* Your task:
Return the lines below exactly as they appear, please, starting with the first and ending with the one that contains "(30 events total).".

[Records drawn from a dataset]
- Opening Delimiter -
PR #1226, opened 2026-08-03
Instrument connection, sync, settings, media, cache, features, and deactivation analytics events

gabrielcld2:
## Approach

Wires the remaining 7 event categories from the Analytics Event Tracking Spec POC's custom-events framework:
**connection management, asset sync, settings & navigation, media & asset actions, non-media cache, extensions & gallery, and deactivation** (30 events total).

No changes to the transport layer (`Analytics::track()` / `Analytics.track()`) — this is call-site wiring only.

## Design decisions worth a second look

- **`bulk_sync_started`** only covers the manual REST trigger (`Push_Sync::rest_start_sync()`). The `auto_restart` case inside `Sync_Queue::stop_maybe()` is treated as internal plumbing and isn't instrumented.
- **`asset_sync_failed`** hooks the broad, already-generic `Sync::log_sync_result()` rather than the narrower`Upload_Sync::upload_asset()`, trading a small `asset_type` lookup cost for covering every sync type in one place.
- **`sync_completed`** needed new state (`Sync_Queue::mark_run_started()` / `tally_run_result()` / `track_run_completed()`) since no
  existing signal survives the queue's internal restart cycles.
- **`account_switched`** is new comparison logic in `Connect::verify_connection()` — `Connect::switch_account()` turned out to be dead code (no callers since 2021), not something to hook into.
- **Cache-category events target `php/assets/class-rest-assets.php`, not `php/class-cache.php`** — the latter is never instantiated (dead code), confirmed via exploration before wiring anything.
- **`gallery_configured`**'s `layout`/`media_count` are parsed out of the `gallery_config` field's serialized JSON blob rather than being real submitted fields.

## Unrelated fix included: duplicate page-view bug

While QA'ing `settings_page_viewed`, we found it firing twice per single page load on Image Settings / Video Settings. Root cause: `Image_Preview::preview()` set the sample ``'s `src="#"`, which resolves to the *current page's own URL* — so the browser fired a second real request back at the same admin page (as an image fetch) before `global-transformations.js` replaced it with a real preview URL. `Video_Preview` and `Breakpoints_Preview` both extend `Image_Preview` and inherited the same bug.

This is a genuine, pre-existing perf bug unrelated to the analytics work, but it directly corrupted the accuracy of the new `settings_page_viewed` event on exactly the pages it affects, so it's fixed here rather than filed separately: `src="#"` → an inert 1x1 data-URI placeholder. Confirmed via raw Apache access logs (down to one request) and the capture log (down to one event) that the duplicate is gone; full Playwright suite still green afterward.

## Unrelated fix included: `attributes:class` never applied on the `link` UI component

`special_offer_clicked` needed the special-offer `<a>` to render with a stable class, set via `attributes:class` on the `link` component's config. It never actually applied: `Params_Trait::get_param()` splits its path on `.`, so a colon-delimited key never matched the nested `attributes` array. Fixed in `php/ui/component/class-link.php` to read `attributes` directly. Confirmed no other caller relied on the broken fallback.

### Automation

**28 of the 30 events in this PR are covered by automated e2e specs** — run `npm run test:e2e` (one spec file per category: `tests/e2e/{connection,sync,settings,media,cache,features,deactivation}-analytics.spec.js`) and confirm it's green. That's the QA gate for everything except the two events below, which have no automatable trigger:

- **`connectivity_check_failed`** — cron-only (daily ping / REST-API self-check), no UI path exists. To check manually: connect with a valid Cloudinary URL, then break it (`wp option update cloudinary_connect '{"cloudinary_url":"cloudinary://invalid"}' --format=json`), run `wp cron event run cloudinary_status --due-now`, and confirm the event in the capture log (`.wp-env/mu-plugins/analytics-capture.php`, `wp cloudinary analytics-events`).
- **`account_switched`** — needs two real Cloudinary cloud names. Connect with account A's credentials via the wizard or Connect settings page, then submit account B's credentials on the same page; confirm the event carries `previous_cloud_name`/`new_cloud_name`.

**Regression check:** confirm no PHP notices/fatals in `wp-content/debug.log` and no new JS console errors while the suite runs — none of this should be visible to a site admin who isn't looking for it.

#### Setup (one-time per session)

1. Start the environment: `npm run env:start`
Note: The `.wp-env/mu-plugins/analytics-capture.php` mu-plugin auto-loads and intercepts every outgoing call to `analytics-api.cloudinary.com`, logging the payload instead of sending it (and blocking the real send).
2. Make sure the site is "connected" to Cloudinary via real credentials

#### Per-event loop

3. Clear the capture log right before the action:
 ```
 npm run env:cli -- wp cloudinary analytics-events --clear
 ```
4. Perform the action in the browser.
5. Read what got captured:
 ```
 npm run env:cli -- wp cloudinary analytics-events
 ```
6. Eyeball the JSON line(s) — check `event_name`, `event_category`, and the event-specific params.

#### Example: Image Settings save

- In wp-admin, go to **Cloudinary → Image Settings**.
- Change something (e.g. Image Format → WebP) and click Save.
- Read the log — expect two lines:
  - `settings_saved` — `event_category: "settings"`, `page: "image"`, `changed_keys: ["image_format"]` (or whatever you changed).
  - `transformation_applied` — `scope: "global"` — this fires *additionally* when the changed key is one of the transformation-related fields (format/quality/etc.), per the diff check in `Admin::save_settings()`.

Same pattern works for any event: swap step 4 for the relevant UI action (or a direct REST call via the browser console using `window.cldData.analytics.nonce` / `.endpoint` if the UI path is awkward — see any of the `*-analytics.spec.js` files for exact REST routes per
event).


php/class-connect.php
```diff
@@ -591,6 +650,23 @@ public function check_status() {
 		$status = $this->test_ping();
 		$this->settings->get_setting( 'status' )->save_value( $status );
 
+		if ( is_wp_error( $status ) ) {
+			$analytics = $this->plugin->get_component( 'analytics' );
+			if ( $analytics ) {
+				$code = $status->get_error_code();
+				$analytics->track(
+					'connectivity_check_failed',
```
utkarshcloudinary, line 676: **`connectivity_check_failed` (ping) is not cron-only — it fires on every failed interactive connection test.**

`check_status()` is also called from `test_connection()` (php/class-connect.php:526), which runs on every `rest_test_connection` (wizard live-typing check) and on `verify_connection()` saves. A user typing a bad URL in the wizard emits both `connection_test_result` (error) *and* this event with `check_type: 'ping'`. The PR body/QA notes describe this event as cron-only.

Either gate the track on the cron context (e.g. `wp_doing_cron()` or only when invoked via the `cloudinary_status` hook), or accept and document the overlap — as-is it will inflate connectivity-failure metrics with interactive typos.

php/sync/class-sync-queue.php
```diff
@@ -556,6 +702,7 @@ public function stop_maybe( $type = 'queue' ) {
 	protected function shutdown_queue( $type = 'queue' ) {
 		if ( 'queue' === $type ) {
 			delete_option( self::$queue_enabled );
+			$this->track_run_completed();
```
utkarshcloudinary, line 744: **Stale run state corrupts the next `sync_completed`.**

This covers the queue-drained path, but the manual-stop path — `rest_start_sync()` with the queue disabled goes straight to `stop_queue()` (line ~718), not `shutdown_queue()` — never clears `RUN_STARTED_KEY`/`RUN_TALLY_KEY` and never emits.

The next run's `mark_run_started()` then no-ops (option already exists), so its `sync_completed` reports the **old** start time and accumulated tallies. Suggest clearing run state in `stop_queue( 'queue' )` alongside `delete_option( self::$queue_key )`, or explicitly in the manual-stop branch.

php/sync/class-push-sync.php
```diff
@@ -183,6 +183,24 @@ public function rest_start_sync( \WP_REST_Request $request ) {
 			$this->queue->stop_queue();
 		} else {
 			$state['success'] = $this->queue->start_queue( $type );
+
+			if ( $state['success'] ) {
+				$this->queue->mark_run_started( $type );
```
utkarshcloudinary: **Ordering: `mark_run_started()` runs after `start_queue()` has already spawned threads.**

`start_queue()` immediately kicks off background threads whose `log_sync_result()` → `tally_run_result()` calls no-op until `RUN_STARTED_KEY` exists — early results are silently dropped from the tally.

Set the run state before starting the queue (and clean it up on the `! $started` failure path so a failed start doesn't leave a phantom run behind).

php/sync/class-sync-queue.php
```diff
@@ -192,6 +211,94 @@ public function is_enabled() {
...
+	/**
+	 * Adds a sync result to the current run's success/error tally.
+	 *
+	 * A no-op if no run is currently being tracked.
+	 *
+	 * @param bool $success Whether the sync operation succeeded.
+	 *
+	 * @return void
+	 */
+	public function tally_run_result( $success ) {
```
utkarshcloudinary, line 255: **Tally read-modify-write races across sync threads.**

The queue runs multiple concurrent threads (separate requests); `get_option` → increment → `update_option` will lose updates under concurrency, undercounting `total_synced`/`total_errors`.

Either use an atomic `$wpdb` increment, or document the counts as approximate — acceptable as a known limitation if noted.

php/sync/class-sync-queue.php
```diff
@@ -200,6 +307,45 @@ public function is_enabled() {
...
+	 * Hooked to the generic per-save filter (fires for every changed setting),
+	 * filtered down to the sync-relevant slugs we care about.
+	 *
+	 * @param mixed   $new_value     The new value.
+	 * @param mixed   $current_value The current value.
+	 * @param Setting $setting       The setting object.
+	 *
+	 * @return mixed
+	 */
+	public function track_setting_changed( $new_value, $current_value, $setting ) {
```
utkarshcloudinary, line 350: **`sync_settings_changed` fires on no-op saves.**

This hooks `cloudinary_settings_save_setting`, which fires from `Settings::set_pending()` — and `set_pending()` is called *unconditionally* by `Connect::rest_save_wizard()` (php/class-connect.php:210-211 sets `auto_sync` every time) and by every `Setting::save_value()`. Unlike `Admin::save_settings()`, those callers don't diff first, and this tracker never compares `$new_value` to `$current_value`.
- Closing Delimiter -
* Task output:
PR #1226, opened 2026-08-03
Instrument connection, sync, settings, media, cache, features, and deactivation analytics events

gabrielcld2:
## Approach

Wires the remaining 7 event categories from the Analytics Event Tracking Spec POC's custom-events framework:
**connection management, asset sync, settings & navigation, media & asset actions, non-media cache, extensions & gallery, and deactivation** (30 events total).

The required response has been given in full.